▶ _THE DATA_
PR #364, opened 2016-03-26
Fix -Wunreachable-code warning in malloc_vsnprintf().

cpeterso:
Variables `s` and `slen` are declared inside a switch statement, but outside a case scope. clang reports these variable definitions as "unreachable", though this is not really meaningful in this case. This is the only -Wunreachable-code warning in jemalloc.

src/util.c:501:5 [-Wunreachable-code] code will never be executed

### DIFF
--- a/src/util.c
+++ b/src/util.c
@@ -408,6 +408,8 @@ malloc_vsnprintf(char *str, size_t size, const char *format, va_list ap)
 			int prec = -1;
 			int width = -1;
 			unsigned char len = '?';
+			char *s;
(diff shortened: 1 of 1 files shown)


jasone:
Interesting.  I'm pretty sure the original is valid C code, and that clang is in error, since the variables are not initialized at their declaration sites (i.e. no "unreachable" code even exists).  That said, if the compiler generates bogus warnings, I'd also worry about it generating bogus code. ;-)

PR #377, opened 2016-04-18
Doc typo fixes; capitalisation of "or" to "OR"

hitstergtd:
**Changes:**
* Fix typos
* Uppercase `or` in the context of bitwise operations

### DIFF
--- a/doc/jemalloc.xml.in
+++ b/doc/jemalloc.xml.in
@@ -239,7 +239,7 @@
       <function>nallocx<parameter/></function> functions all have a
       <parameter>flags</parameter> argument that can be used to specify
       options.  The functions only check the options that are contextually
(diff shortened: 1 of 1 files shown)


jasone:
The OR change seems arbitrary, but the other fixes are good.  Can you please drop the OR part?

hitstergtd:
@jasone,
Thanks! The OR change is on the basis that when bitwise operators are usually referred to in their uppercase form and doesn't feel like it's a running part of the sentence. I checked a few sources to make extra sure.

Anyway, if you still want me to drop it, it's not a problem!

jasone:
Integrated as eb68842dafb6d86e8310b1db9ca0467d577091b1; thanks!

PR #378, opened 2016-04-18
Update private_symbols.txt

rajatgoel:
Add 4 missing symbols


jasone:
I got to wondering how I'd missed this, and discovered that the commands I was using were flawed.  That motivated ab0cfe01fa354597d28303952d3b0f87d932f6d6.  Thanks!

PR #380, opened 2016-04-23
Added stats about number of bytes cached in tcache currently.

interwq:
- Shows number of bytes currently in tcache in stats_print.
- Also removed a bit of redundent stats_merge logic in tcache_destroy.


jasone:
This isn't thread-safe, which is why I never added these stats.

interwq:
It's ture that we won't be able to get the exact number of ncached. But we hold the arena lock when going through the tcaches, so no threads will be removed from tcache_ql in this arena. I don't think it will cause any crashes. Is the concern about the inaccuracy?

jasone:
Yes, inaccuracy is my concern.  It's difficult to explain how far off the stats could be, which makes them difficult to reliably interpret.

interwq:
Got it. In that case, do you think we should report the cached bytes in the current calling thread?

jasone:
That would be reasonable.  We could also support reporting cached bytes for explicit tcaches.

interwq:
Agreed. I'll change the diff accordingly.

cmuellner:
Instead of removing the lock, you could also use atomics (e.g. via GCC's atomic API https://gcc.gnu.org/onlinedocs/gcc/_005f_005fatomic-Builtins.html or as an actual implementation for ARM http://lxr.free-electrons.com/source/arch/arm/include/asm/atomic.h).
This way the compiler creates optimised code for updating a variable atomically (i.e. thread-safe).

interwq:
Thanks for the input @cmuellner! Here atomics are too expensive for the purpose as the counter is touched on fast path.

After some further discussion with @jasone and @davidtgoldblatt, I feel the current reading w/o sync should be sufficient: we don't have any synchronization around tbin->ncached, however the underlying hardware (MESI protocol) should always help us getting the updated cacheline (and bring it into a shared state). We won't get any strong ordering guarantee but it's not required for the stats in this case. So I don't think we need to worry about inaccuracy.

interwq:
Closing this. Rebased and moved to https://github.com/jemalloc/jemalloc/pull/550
...
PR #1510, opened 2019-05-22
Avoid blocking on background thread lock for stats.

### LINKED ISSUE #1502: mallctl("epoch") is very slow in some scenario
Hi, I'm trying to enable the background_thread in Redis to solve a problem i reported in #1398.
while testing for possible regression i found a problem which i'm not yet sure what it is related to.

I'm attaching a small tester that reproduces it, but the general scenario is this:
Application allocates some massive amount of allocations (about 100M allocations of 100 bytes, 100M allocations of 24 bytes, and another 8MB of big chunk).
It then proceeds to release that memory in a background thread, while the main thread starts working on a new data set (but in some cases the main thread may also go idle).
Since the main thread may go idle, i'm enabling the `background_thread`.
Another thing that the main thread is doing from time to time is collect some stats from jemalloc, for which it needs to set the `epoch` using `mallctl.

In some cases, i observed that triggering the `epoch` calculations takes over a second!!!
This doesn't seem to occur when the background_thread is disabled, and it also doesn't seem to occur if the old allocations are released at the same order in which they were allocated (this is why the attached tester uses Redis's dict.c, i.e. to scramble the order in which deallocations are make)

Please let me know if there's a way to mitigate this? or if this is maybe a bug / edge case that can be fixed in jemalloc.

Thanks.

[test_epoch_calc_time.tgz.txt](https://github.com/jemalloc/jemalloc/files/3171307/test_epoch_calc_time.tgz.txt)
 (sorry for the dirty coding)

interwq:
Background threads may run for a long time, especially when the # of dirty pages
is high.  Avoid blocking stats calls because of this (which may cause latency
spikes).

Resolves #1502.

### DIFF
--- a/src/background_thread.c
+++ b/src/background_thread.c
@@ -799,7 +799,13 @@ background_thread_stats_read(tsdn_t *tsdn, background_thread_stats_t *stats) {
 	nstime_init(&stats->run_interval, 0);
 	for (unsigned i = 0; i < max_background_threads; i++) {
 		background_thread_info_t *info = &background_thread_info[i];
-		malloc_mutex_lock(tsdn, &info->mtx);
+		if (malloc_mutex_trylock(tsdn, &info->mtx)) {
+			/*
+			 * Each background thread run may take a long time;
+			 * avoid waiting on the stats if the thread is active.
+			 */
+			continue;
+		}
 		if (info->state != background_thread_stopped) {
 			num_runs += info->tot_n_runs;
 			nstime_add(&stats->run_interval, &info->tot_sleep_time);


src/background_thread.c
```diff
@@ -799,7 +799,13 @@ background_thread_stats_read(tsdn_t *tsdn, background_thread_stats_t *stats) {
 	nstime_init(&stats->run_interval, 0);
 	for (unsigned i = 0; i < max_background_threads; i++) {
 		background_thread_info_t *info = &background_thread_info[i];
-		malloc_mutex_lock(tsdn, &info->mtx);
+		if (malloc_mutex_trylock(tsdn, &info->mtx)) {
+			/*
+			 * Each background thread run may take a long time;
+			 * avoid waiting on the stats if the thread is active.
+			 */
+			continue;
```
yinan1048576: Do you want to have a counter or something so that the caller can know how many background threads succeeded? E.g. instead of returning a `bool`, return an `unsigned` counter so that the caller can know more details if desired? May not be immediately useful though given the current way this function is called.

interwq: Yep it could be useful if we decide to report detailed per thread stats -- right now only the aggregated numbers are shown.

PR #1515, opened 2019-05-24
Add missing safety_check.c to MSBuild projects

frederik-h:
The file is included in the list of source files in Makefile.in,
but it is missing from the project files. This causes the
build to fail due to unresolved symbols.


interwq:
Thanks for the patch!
--
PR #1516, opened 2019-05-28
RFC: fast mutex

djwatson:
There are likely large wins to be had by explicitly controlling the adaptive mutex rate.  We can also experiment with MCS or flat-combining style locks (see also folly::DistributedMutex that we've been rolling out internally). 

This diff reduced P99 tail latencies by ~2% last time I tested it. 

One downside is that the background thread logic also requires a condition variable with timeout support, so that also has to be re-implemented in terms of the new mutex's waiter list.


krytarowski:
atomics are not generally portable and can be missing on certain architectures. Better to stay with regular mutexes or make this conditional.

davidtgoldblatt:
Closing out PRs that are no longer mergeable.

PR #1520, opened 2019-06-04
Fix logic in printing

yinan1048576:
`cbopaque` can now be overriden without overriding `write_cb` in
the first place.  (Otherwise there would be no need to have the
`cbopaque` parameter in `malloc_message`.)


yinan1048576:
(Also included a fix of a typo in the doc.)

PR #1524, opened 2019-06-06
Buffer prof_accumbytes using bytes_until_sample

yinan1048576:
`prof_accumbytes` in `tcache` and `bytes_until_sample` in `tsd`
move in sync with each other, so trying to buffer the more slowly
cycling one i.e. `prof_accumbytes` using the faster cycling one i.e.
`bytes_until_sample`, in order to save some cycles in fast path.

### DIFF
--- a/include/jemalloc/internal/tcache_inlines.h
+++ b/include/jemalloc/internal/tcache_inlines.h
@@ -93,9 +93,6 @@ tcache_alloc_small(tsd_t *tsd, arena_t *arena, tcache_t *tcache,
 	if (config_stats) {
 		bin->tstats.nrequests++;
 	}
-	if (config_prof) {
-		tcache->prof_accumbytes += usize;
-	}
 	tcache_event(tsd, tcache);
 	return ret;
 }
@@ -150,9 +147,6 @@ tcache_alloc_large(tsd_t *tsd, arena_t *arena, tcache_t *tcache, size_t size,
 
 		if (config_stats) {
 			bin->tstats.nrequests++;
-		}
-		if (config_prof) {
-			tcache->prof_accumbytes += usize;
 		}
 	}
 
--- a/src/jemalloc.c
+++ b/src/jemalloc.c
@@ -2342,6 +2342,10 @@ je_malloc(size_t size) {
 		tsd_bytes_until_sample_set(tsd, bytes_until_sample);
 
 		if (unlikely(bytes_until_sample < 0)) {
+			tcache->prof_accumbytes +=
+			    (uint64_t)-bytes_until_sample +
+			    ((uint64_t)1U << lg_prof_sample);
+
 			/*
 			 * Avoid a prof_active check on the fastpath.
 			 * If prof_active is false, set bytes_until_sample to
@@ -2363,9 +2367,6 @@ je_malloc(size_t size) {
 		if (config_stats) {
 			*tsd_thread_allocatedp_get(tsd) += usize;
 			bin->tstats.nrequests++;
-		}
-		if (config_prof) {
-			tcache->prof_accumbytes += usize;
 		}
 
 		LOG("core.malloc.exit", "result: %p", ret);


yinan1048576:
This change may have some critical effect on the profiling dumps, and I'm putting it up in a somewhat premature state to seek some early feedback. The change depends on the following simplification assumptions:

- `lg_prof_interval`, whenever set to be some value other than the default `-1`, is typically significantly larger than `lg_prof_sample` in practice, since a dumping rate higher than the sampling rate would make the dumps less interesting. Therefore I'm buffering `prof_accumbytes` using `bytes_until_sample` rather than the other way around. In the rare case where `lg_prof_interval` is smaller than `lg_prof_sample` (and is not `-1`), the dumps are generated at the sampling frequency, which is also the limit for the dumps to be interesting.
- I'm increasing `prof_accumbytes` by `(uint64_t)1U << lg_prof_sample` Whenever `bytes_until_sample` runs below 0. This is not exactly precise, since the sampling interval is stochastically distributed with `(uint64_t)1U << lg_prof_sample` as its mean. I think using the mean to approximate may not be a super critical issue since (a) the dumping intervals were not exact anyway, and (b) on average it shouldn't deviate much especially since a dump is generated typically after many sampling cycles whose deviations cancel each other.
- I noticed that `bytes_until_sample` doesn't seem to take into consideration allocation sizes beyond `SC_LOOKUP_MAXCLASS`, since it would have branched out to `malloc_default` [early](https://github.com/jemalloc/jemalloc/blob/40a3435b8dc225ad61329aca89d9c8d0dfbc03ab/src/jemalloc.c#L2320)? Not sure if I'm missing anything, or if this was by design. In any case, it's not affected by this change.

▶ _WHAT IS REQUIRED_
Give back precisely the lines above that start at the line containing "Hi, I'm trying" and end at the line containing "This doesn't seem", inclusive. No other lines belong in the output.

▶ _ANSWER_
Hi, I'm trying to enable the background_thread in Redis to solve a problem i reported in #1398.
while testing for possible regression i found a problem which i'm not yet sure what it is related to.

I'm attaching a small tester that reproduces it, but the general scenario is this:
Application allocates some massive amount of allocations (about 100M allocations of 100 bytes, 100M allocations of 24 bytes, and another 8MB of big chunk).
It then proceeds to release that memory in a background thread, while the main thread starts working on a new data set (but in some cases the main thread may also go idle).
Since the main thread may go idle, i'm enabling the `background_thread`.
Another thing that the main thread is doing from time to time is collect some stats from jemalloc, for which it needs to set the `epoch` using `mallctl.

In some cases, i observed that triggering the `epoch` calculations takes over a second!!!
This doesn't seem to occur when the background_thread is disabled, and it also doesn't seem to occur if the old allocations are released at the same order in which they were allocated (this is why the attached tester uses Redis's dict.c, i.e. to scramble the order in which deallocations are make)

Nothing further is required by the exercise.